(Saved entries)
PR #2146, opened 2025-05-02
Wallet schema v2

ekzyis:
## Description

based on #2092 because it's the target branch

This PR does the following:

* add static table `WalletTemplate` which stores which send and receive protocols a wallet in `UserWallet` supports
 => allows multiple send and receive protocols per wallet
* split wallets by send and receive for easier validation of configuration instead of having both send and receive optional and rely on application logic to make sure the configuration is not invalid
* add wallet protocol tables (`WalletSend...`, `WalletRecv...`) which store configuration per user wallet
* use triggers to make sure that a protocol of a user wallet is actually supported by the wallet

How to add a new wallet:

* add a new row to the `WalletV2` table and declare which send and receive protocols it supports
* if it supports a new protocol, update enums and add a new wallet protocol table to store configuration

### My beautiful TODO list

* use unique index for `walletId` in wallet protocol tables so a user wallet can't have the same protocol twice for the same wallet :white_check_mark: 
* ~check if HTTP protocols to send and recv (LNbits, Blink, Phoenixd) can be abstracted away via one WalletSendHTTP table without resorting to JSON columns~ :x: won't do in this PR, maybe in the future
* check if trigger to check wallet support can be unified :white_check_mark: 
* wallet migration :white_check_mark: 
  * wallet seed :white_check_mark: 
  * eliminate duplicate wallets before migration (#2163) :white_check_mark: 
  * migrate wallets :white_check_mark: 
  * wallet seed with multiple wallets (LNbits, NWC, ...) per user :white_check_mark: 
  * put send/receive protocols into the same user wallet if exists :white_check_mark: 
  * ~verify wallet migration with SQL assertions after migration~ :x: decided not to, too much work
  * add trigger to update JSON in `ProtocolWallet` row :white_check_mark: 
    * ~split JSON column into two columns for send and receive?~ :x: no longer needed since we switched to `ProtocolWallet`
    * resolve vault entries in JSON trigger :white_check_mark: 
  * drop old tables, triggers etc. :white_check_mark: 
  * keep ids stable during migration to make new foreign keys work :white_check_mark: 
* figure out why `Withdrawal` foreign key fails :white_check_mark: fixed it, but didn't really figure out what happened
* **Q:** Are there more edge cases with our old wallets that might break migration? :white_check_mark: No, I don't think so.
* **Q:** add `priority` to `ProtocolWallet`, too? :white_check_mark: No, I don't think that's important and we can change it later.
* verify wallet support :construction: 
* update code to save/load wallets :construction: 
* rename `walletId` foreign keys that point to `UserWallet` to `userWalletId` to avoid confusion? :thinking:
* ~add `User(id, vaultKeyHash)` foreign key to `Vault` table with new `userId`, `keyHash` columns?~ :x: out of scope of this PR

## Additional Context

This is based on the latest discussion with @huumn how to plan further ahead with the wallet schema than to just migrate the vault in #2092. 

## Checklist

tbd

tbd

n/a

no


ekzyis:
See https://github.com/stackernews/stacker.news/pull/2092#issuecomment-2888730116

--

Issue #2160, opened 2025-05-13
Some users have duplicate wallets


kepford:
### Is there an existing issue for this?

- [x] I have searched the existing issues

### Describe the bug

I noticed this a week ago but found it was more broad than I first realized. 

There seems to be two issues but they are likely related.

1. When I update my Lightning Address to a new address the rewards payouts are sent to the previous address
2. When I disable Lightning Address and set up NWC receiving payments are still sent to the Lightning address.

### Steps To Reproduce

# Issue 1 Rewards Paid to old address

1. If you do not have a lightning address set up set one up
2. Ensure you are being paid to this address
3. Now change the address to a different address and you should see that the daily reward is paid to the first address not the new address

---

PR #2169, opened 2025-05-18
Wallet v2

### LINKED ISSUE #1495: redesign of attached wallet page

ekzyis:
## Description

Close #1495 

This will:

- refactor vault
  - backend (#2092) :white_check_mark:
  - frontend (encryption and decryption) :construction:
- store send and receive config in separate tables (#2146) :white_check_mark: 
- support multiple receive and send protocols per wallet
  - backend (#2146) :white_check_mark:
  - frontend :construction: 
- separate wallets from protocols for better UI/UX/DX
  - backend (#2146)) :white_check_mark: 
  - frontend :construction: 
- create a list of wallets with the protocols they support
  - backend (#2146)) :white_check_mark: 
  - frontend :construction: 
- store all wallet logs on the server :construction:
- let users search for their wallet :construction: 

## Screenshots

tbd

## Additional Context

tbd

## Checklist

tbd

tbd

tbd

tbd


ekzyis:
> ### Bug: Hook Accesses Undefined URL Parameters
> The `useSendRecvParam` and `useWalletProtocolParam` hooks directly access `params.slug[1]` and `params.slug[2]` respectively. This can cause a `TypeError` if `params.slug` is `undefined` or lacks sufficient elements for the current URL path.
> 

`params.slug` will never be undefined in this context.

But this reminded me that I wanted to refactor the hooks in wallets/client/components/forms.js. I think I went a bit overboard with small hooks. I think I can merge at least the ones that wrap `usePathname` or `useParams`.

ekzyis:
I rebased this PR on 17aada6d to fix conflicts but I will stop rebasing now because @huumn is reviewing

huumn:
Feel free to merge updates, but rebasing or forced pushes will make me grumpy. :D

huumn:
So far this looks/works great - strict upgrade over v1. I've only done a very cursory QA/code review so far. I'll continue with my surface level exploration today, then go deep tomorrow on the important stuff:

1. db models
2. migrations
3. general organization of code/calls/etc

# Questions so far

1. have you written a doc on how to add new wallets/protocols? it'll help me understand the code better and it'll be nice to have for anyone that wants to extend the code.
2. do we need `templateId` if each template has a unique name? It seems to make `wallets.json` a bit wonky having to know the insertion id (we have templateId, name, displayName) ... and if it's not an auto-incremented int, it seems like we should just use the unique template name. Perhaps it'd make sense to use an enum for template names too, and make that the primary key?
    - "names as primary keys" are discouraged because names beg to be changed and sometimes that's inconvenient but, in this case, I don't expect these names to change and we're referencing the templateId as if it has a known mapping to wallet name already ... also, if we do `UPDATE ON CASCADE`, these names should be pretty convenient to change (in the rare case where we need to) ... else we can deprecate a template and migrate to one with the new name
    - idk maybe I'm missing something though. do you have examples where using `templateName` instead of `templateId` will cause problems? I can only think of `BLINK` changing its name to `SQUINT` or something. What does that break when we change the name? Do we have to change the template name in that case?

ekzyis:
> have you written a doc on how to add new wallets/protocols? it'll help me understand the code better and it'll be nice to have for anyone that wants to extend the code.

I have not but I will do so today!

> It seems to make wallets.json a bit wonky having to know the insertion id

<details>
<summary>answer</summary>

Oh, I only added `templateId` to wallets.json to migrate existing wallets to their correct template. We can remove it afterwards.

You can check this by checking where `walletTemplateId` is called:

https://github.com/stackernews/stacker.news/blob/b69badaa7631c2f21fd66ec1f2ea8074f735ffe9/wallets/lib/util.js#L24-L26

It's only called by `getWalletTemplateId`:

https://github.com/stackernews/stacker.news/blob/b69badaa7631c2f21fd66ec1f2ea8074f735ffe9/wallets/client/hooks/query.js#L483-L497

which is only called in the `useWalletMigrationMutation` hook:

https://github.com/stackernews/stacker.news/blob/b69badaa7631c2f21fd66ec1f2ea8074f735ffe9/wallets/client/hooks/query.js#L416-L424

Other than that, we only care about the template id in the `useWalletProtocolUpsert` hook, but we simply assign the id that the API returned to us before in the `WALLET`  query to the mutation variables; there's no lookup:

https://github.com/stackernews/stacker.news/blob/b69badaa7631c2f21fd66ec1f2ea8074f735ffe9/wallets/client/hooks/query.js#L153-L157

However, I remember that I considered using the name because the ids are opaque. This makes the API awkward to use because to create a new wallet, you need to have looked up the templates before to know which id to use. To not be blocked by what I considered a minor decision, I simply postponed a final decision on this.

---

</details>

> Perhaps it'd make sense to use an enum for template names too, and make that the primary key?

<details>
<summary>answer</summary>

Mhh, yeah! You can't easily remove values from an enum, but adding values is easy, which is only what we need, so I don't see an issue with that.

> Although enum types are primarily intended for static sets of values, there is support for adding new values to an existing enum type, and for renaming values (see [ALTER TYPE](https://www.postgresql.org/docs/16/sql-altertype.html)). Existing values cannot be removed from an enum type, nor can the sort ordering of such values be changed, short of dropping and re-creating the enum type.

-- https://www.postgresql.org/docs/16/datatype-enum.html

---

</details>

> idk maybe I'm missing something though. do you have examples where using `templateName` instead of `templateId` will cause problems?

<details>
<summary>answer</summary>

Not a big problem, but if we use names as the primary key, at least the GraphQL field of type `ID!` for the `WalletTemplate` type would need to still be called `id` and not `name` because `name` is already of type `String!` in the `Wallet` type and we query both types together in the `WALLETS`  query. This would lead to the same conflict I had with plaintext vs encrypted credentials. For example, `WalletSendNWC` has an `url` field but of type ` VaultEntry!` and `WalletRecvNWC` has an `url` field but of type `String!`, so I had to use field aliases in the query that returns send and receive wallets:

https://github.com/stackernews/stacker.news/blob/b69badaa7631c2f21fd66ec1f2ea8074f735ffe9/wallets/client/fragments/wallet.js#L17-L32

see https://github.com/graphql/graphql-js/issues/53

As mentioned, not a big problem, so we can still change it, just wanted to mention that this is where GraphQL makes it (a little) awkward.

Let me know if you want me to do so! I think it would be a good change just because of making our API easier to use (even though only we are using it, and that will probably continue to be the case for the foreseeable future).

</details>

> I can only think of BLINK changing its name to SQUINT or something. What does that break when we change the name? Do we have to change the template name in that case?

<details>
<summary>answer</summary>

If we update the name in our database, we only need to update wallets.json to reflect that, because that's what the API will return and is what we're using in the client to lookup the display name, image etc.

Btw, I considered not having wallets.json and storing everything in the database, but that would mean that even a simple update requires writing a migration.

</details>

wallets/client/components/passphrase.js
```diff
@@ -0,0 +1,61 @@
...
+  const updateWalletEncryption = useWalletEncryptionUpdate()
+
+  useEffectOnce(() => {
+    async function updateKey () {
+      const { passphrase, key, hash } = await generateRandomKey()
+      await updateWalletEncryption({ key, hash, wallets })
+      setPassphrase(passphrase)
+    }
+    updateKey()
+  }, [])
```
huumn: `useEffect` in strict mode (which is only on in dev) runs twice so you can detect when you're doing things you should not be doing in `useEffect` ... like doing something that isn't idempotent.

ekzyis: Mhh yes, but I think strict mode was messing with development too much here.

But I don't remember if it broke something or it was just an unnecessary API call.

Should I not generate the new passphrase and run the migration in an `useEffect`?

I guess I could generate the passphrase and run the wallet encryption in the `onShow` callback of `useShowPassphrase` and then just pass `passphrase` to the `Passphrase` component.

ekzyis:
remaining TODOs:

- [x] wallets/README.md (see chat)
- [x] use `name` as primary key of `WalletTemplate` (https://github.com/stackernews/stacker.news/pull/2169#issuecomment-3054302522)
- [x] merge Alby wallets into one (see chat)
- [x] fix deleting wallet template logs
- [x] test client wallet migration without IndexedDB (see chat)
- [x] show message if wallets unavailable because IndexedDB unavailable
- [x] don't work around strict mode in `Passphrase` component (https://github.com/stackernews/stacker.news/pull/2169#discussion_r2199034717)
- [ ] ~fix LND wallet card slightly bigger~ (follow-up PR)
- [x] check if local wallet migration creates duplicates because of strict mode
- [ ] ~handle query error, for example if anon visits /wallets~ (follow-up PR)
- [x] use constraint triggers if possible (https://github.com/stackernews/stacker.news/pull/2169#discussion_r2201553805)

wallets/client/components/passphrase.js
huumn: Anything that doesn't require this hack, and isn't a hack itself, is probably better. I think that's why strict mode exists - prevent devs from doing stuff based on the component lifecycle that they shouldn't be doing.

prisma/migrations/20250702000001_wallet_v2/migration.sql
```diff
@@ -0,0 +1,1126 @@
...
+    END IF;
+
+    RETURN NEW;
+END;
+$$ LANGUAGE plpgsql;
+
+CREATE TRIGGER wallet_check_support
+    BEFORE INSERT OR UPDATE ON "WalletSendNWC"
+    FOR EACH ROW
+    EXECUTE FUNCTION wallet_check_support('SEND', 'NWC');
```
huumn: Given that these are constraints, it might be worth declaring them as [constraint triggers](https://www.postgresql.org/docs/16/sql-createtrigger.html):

Problem to solve: What you return must be the lines above that run from the line with "PR #2146, opened 2025-05-02" to the line with "protocols it supports", inclusive, each copied exactly.

Solution to this exercise:
PR #2146, opened 2025-05-02
Wallet schema v2

ekzyis:
## Description

based on #2092 because it's the target branch

This PR does the following:

* add static table `WalletTemplate` which stores which send and receive protocols a wallet in `UserWallet` supports
 => allows multiple send and receive protocols per wallet
* split wallets by send and receive for easier validation of configuration instead of having both send and receive optional and rely on application logic to make sure the configuration is not invalid
* add wallet protocol tables (`WalletSend...`, `WalletRecv...`) which store configuration per user wallet
* use triggers to make sure that a protocol of a user wallet is actually supported by the wallet

How to add a new wallet:

* add a new row to the `WalletV2` table and declare which send and receive protocols it supports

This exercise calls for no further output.